| Supplied information |
Issue #10994, opened 2024-11-12
Test fails with Dask 2024.11.0+


hcho3:
https://github.com/dmlc/xgboost/actions/runs/11753771153/job/32747003155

| Problem requirements |
Extract every line from the one with "Test fails with Dask 2024.11.0+" down to the final line above, both included, exactly as written.

| Solution to this problem |
Test fails with Dask 2024.11.0+


hcho3:
https://github.com/dmlc/xgboost/actions/runs/11753771153/job/32747003155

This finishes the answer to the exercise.